P(C=1|Y=1∧K) = P(C=2|Y=1∧K) = P(C=3|Y=1∧K) = 1/3.

But, if we want to do the math, we see that the Bayesian probability adjustments give the same result. Recall the formula for updating a probability in light of new evidence:

(new plausibility) = (old plausibility) × (evidence adjustment)

For door 1, then,

P(C=1|Y=1∧K)
= (old plausibility) × (evidence adjustment)
= P(C=1|K) × [ P(Y=1|C=1∧K) / P(Y=1|K) ]
= P(C=1|K) × [ P(Y=1|K) / P(Y=1|K) ] { since you don’t know C=1 }
= P(C=1|K) × 1
= P(C=1|K)
= 1/3.

The calculations for the other two doors work out identically.

Adjusting our knowledge in light of Monty’s revelation

Now Monty opens a door to show you that it wasn’t hiding the car. We’ll call it door 2. Thus, we now know M=2. Let’s update our beliefs in light of this new evidence.

First, in light of Monty’s revelation, we know that the car is not behind door 2:

P(C=2|M=2∧Y=1∧K) = 0.

But, for the remaining doors, 1 and 3, let’s turn to the adjustment formula for guidance. Before doing any calculations, however, let’s write the formulas for both doors:

P(C=1|M=2∧Y=1∧K) = P(C=1|Y=1∧K) × [ P(M=2|C=1∧Y=1∧K) / P(M=2|Y=1∧K) ]

P(C=3|M=2∧Y=1∧K) = P(C=3|Y=1∧K) × [ P(M=2|C=3∧Y=1∧K) / P(M=2|Y=1∧K) ]

Note that the prior probabilities are equal: P(C=1|Y=1∧K) = P(C=3|Y=1∧K) = 1/3. Also, the evidence-adjustment factors have the same denominator, P(M=2|Y=1∧K). Thus, we can cancel these terms if we divide the second equation by the first, to arrive at the ratio of our adjusted probabilities. This ratio will tell us how strongly we should prefer door 3 to door 1.

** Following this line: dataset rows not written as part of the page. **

PR #2313, opened 2018-02-28
[INFINITY-3280] Regression in advertised listeners behavior

benclarkwood:
Only advertise IPs when security is not enabled.

This is consistent with the current behavior in 2.0.X.

### DIFF
--- a/frameworks/kafka/setup-helper/setup_helper.go
+++ b/frameworks/kafka/setup-helper/setup_helper.go
@@ -175,12 +175,11 @@ func setListeners() error {
 	// NOTE: To be consistent with the legacy behavior of the 2.0.X Kafka series,
 	// when there is no security enabled, we must honor the kafka.kafka_advertise_host_ip
 	// configuration parameter
-	if !kerberosEnabled && !tlsEncryptionEnabled && !getBooleanEnvvar(advertiseHostIPEnvvar) {
-		// Write an empty file.
-		err = writeToWorkingDirectory(advertisedListenersProperty, "")
-	} else {
+	if kerberosEnabled || tlsEncryptionEnabled || getBooleanEnvvar(advertiseHostIPEnvvar) {
 		err = writeToWorkingDirectory(advertisedListenersProperty,
 			"advertised.listeners="+strings.Join(advertisedListeners, ","))
+	} else {
+		err = writeToWorkingDirectory(advertisedListenersProperty, "")
 	}
 
 	return err
--- a/frameworks/kafka/setup-helper/setup_helper.go
+++ b/frameworks/kafka/setup-helper/setup_helper.go
@@ -26,6 +26,7 @@ const (
 	authorizationEnvvar   = "SECURITY_AUTHORIZATION_ENABLED"
 	superUsersEnvvar      = "SECURITY_AUTHORIZATION_SUPER_USERS"
 	brokerCountEnvvar     = "BROKER_COUNT"
+	advertiseHostIPEnvvar = "KAFKA_ADVERTISE_HOST"
 
 	listenersProperty           = "listeners"
 	advertisedListenersProperty = "advertised.listeners"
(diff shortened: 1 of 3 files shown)


frameworks/kafka/setup-helper/setup_helper.go
```diff
@@ -162,14 +163,26 @@ func setListeners() error {
...
 
 	err := writeToWorkingDirectory(listenersProperty,
 		"listeners="+strings.Join(listeners, ","))
-	err = writeToWorkingDirectory(advertisedListenersProperty,
-		"advertised.listeners="+strings.Join(advertisedListeners, ","))
+
+	// NOTE: To be consistent with the legacy behavior of the 2.0.X Kafka series,
+	// when there is no security enabled, we must honor the kafka.kafka_advertise_host_ip
+	// configuration parameter
+	if !kerberosEnabled && !tlsEncryptionEnabled && !getBooleanEnvvar(advertiseHostIPEnvvar) {
```
elezar: How about `a || b || c` and swap the execution blocks?

(i.e. `(!a && !b && !c) == !(a || b || c)` - my boolean algebra may be a bit rusty though)

frameworks/kafka/setup-helper/setup_helper.go
```diff
@@ -162,14 +163,26 @@ func setListeners() error {
...
+		// Write an empty file.
+		err = writeToWorkingDirectory(advertisedListenersProperty, "")
```
elezar: Isn't `advertisedListeners` empty in this case anyway? So we just need to ensure that we don't write `advertised.listeners=` if this is the case?

frameworks/kafka/setup-helper/setup_helper_test.go
```diff
@@ -41,22 +41,32 @@ func TestCalculateSettingsListenersError(t *testing.T) {
...
+		kerberosEnvvarValue:         "false",
+		tlsEncryptionEnvvarValue:    "false",
+		tlsAllowPlainEnvvarValue:    "false",
+		expectedListeners:           "listeners=PLAINTEXT://127.0.0.1:1000",
+		expectedAdvertisedListeners: "advertised.listeners=PLAINTEXT://127.0.0.1:1000",
 	},
 	{ // None of the booleans set.
 		expectedListeners:           "listeners=PLAINTEXT://127.0.0.1:1000",
-		expectedAdvertisedListeners: "advertised.listeners=PLAINTEXT://a-task.a-framework:1000",
+		expectedAdvertisedListeners: "",
```
elezar: OK. this answers my question regarding the `advertisedListeners`.

frameworks/kafka/universe/config.json
```diff
@@ -306,7 +306,7 @@
           "default": true
         },
         "kafka_advertise_host_ip": {
-          "description": "Automatically configure advertised.host.name with the tasks' IP address",
+          "description": "DEPRECATED: This configuration parameter has been deprecated and will be removed in a future release. When set to true, and no security settings are enabled, kafka's advertised.listeners property is set to PLAINTEXT://<broker-ip>:<broker-port>. When the setting is false and no security is enabled, then advertised.listeners is NOT set. When security is enabled, the advertised.listeners property will be set to broker hostnames.",
```
elezar: I think in a recent HDFS PR we used `[DEPRECATED]` as the marker for deprecation.

frameworks/kafka/setup-helper/setup_helper.go
```diff
@@ -26,6 +26,7 @@ const (
 	authorizationEnvvar   = "SECURITY_AUTHORIZATION_ENABLED"
 	superUsersEnvvar      = "SECURITY_AUTHORIZATION_SUPER_USERS"
 	brokerCountEnvvar     = "BROKER_COUNT"
+	advertiseHostIPEnvvar = "KAFKA_ADVERTISE_HOST"
```
elezar: Does this meant hat we no longer use the value set through config.json?

benclarkwood: No, I'm obeying the envvar that the config.json value sets.

frameworks/kafka/universe/config.json
benclarkwood: I don't see any `[DEPRECATED]` markers in hdfs config.json?

frameworks/kafka/setup-helper/setup_helper.go
benclarkwood: I'm just ensuring that the file is there so that `cat` can't possibly fail in the svc.yml.

frameworks/kafka/setup-helper/setup_helper.go
benclarkwood: si

frameworks/kafka/setup-helper/setup_helper.go
benclarkwood: https://github.com/mesosphere/dcos-commons/blob/master/frameworks/kafka/universe/marathon.json.mustache#L116

frameworks/kafka/universe/config.json
NimaVaziri: The fields intended for deprecation were removed from master and marked as deprecated on `sdk-0.40`: https://github.com/mesosphere/dcos-commons/blob/sdk-0.40/frameworks/hdfs/universe/config.json#L1358

benclarkwood: Ah, thanks!

I'm going to leave the deprecated fields in master as this field will probably stick around awhile

benclarkwood:
@elezar @NimaVaziri Should be g2g

frameworks/kafka/setup-helper/setup_helper.go
elezar: (the question was more as to whether we could set the condition on the length of the advertised listeners instead of checking the multi-term boolean expression)

PR #2316, opened 2018-02-28
[INFINITY-3256] MIT KDC swap in place of Heimdal

NimaVaziri:
This PR replaces the Heimdal implementation of the KDC with the MIT implementation.

- [X] Replace KDC server implementation
- [ ] Replace client side implementation


tools/kdc/Dockerfile
```diff
@@ -1,11 +1,40 @@
...
+    apt-get clean
+
+
+# The following Kerberos distribution is derived from
+# https://kerberos.org/dist/krb5/1.15/krb5-1.15.2.tar.gz
+RUN wget https://s3-us-west-2.amazonaws.com/nima-dev/krb5-1.16.tar.gz
+RUN tar xvf krb5-1.16.tar.gz  && rm krb5-1.16.tar.gz
+RUN cd krb5-1.16/src && ./configure && make && make install
+
+RUN mkdir /kdc && \
```
NimaVaziri: Still configuring this, need to enable functionality in strict.

tools/kdc/krb5.conf
```diff
@@ -0,0 +1,17 @@
+[logging]
+ default = FILE:/var/log/krb5libs.log
+ kdc = FILE:/var/log/krb5kdc.log
+ admin_server = FILE:/var/log/kadmind.log
+
+[libdefaults]
+ default_realm = LOCAL
```
elezar: Should this not refer to `REALM` as well?

tools/kdc/setup_kdc.sh
```diff
@@ -0,0 +1,9 @@
+#!/bin/bash
+
+# setup the database used by the KDC
+/setup_kdc_db.sh
+
+sed -i "s/PORT_KDC/$PORT_KDC/g" /kdc/kdc.conf
```
elezar: How about using mustache for the templating instead of bash?

tools/kdc/setup_kdc.sh
```diff
@@ -0,0 +1,9 @@
+#!/bin/bash
+
```
elezar: Should we add a `set -e` here so that this fails fast?

tools/kdc/setup_kdc.sh
```diff
@@ -0,0 +1,9 @@
...
+# setup the database used by the KDC
+/setup_kdc_db.sh
+
+sed -i "s/PORT_KDC/$PORT_KDC/g" /kdc/kdc.conf
+sed -i "s/PORT_KDC/$PORT_KDC/g; s/REALM/$REALM/g" /kdc/krb5.conf
+krb5kdc
```
elezar: Does this start in background mode?

tools/kdc/setup_kdc_db.sh
```diff
@@ -0,0 +1,10 @@
+#!/usr/bin/expect
+
+spawn /usr/local/sbin/kdb5_util create -s -r $env(REALM)
```
elezar: According to https://linux.die.net/man/8/kdb5_util one could use the following option:
```
-P password
specifies the master database password. This option is not recommended.
```

tools/kdc/Dockerfile
```diff
@@ -1,11 +1,40 @@
...
+      curl \
+      expect \
+      less \
+      vim \
+      wget && \
+    apt-get clean
+
+
+# The following Kerberos distribution is derived from
+# https://kerberos.org/dist/krb5/1.15/krb5-1.15.2.tar.gz
```
elezar: What is the reason for the version change in your tar.gz file?

NimaVaziri:
The switch doesn't add any benefits as we previously thought it would.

After canceling those terms, the calculations are straightforward, in light of our knowledge of the game. We take particular advantage of the knowledge that, after you make your choice, Monty must reveal to you that one of the remaining doors does not hide the car. That is, he must open one of the other two doors, but if one of them is hiding the car, he cannot open that one.

P(C=3|M=2∧Y=1∧K) / P(C=1|M=2∧Y=1∧K)
= P(M=2|C=3∧Y=1∧K) / P(M=2|C=1∧Y=1∧K) { by the adjustment formula and canceling }
= 1 / P(M=2|C=1∧Y=1∧K) { given K, we know Monty must open 2 if C=3 ∧ Y=1 }
= 1 / (1/2) { given K, we know of no reason for Monty to prefer 2 to 3 if C=1 ∧ Y=1 }
= 2.

Therefore, our final belief that the car is behind door 3 should be twice as strong as our belief that it is behind door 1. Switch!